PR #1550, opened 2025-10-08
SY-2984: OPC Read Robustification - Data Validation and Improved Reporting

nico-synnax:
# Issue Pull Request

## Linear Issue

[SY-2984](https://linear.app/synnax/issue/SY-2984/fix-opc-ua-driver-segfault)

## Description

* Make the OPC UA driver robust against invalid data, preventing segmentation faults
* Make task robust to invalid data (skipping writes on invalid frames)
  * One channel will invalidate a frame. If it's a transient error, the task will resume writing
  * This behavior creates a clear separation between "A Synnax Task crashed" and "Synnax Tasks are robust to bad writes and/or configs"

## Basic Readiness

- [ ] I have added relevant tests to cover the changes to CI. (Will add integration test when sy-3013 is merged to rc)


driver/opc/util/telem.cpp
```diff
@@ -116,11 +116,31 @@ std::pair<UA_Variant, xerrors::Error> series_to_variant(const telem::Series &s)
 }
 
 size_t write_to_series(telem::Series &s, const UA_Variant &v) {
```
emilbon99: This function needs to be refactored to return an error instead of logging directly. If you look in `pipeline/acquisition.cpp` line you'll see that we automatically warn and continue on errors that are sub-errors of the `TEMPORARY_HARDWARE_ERROR` class. This will handle skipping writing the frame and move on to the next cycle. 

i.e. it does the hard work for you.

emilbon99: Also worth it to check out the implementation in common/read_task.h line 138 which supplements this temporary error handling..

sy-nico: Implemented but have not yet tested. Will mark 'resolved' after doing so.

driver/opc/read_task.h
pjdotson, line 1: You should add unit tests in the `opc_read_task_test.cpp` file to test these changes. Will probably require you modifying the code for the mock OPC UA server.

driver/opc/util/telem.cpp
```diff
@@ -115,12 +115,51 @@ std::pair<UA_Variant, xerrors::Error> series_to_variant(const telem::Series &s)
...
+            )
+        };
+    } catch (...) {
+        return {
+            0,
+            xerrors::Error(
+                xerrors::VALIDATION,
+                "unknown exception during cast/write"
+            )
+        };
```
pjdotson, line 153: why do we need this second catch here?

driver/opc/util/telem.cpp
```diff
@@ -115,12 +115,51 @@ std::pair<UA_Variant, xerrors::Error> series_to_variant(const telem::Series &s)
...
-        return s.write(s.data_type().cast(ua_datetime_to_unix_nano(*dt)));
+        return {s.write(s.data_type().cast(ua_datetime_to_unix_nano(*dt))), xerrors::NIL};
+    }
+
+    if (v.type == nullptr || v.data == nullptr) {
+        return {
+            0,
+            xerrors::Error(
+                xerrors::VALIDATION,
+                "variant has null type or data"
```
pjdotson: this makes more sense to first check if the type is null, then the message is variant has null type, then check if the data is null, that way the message is more specific.

driver/opc/read_task_test.cpp
pjdotson, line 1: These tests don't test any of the changed code in `read_task.h`. They are only testing the `util:write_to_series` function. You should have those added tests in `driver/opc/util/util_test.cpp`, and then edit this file with tests for changes you have made in `read_task.h`

driver/opc/read_task.h
sy-nico: Reopened because I just modified the mock server to inject/test invalid data

driver/opc/read_task_test.cpp
sy-nico: Implemented feedback. Leaving open until we ensure I have added the right set of tests

driver/opc/mock/server.h
```diff
@@ -145,6 +146,53 @@ struct ServerConfig {
         };
         return cfg;
     }
+
+    // Create a configuration with nodes that return invalid/null data for testing error
+    // handling
+    static ServerConfig create_with_invalid_data() {
```
pjdotson, line 152: any reason not to just put this on the same server? that way we only have to write one server mock

driver/opc/read_task_test.cpp
```diff
@@ -446,3 +446,555 @@ TEST_F(TestReadTask, testConnectionPoolConcurrentTasks) {
...
+
+    // Let it run for a bit to collect some data
+    std::this_thread::sleep_for(std::chrono::milliseconds(200));
+
+    rt->stop("stop_cmd", true);
+
+    // Verify task lifecycle worked correctly
+    ASSERT_GE(ctx->states.size(), 2);
+    EXPECT_EQ(ctx->states[0].variant, status::variant::SUCCESS);
+    EXPECT_EQ(ctx->states[1].variant, status::variant::SUCCESS);
```
pjdotson, line 507: would be good to test on the message as well

driver/opc/read_task_test.cpp
```diff
@@ -446,3 +446,555 @@ TEST_F(TestReadTask, testConnectionPoolConcurrentTasks) {
...
+    ASSERT_EVENTUALLY_GE(mock_factory->writes->size(), 1);
+
+    rt->stop("stop_cmd", true);
+
+    // Check all integer channel data
+    const auto &fr = mock_factory->writes->at(0);
+    ASSERT_TRUE(fr.contains(this->int8_channel.key));
+    ASSERT_TRUE(fr.contains(this->int16_channel.key));
+    ASSERT_TRUE(fr.contains(this->int32_channel.key));
+    ASSERT_TRUE(fr.contains(this->int64_channel.key));
```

Exercise instructions:
Every entry should be retyped exactly as it appears.

Problem solution:
PR #1550, opened 2025-10-08
SY-2984: OPC Read Robustification - Data Validation and Improved Reporting

nico-synnax:
# Issue Pull Request

## Linear Issue

[SY-2984](https://linear.app/synnax/issue/SY-2984/fix-opc-ua-driver-segfault)

## Description

* Make the OPC UA driver robust against invalid data, preventing segmentation faults
* Make task robust to invalid data (skipping writes on invalid frames)
  * One channel will invalidate a frame. If it's a transient error, the task will resume writing
  * This behavior creates a clear separation between "A Synnax Task crashed" and "Synnax Tasks are robust to bad writes and/or configs"

## Basic Readiness

- [ ] I have added relevant tests to cover the changes to CI. (Will add integration test when sy-3013 is merged to rc)


driver/opc/util/telem.cpp
```diff
@@ -116,11 +116,31 @@ std::pair<UA_Variant, xerrors::Error> series_to_variant(const telem::Series &s)
 }
 
 size_t write_to_series(telem::Series &s, const UA_Variant &v) {
```
emilbon99: This function needs to be refactored to return an error instead of logging directly. If you look in `pipeline/acquisition.cpp` line you'll see that we automatically warn and continue on errors that are sub-errors of the `TEMPORARY_HARDWARE_ERROR` class. This will handle skipping writing the frame and move on to the next cycle. 

i.e. it does the hard work for you.

emilbon99: Also worth it to check out the implementation in common/read_task.h line 138 which supplements this temporary error handling..

sy-nico: Implemented but have not yet tested. Will mark 'resolved' after doing so.

driver/opc/read_task.h
pjdotson, line 1: You should add unit tests in the `opc_read_task_test.cpp` file to test these changes. Will probably require you modifying the code for the mock OPC UA server.

driver/opc/util/telem.cpp
```diff
@@ -115,12 +115,51 @@ std::pair<UA_Variant, xerrors::Error> series_to_variant(const telem::Series &s)
...
+            )
+        };
+    } catch (...) {
+        return {
+            0,
+            xerrors::Error(
+                xerrors::VALIDATION,
+                "unknown exception during cast/write"
+            )
+        };
```
pjdotson, line 153: why do we need this second catch here?

driver/opc/util/telem.cpp
```diff
@@ -115,12 +115,51 @@ std::pair<UA_Variant, xerrors::Error> series_to_variant(const telem::Series &s)
...
-        return s.write(s.data_type().cast(ua_datetime_to_unix_nano(*dt)));
+        return {s.write(s.data_type().cast(ua_datetime_to_unix_nano(*dt))), xerrors::NIL};
+    }
+
+    if (v.type == nullptr || v.data == nullptr) {
+        return {
+            0,
+            xerrors::Error(
+                xerrors::VALIDATION,
+                "variant has null type or data"
```
pjdotson: this makes more sense to first check if the type is null, then the message is variant has null type, then check if the data is null, that way the message is more specific.

driver/opc/read_task_test.cpp
pjdotson, line 1: These tests don't test any of the changed code in `read_task.h`. They are only testing the `util:write_to_series` function. You should have those added tests in `driver/opc/util/util_test.cpp`, and then edit this file with tests for changes you have made in `read_task.h`

driver/opc/read_task.h
sy-nico: Reopened because I just modified the mock server to inject/test invalid data

driver/opc/read_task_test.cpp
sy-nico: Implemented feedback. Leaving open until we ensure I have added the right set of tests

driver/opc/mock/server.h
```diff
@@ -145,6 +146,53 @@ struct ServerConfig {
         };
         return cfg;
     }
+
+    // Create a configuration with nodes that return invalid/null data for testing error
+    // handling
+    static ServerConfig create_with_invalid_data() {
```
pjdotson, line 152: any reason not to just put this on the same server? that way we only have to write one server mock

driver/opc/read_task_test.cpp
```diff
@@ -446,3 +446,555 @@ TEST_F(TestReadTask, testConnectionPoolConcurrentTasks) {
...
+
+    // Let it run for a bit to collect some data
+    std::this_thread::sleep_for(std::chrono::milliseconds(200));
+
+    rt->stop("stop_cmd", true);
+
+    // Verify task lifecycle worked correctly
+    ASSERT_GE(ctx->states.size(), 2);
+    EXPECT_EQ(ctx->states[0].variant, status::variant::SUCCESS);
+    EXPECT_EQ(ctx->states[1].variant, status::variant::SUCCESS);
```
pjdotson, line 507: would be good to test on the message as well

driver/opc/read_task_test.cpp
```diff
@@ -446,3 +446,555 @@ TEST_F(TestReadTask, testConnectionPoolConcurrentTasks) {
...
+    ASSERT_EVENTUALLY_GE(mock_factory->writes->size(), 1);
+
+    rt->stop("stop_cmd", true);
+
+    // Check all integer channel data
+    const auto &fr = mock_factory->writes->at(0);
+    ASSERT_TRUE(fr.contains(this->int8_channel.key));
+    ASSERT_TRUE(fr.contains(this->int16_channel.key));
+    ASSERT_TRUE(fr.contains(this->int32_channel.key));
+    ASSERT_TRUE(fr.contains(this->int64_channel.key));
```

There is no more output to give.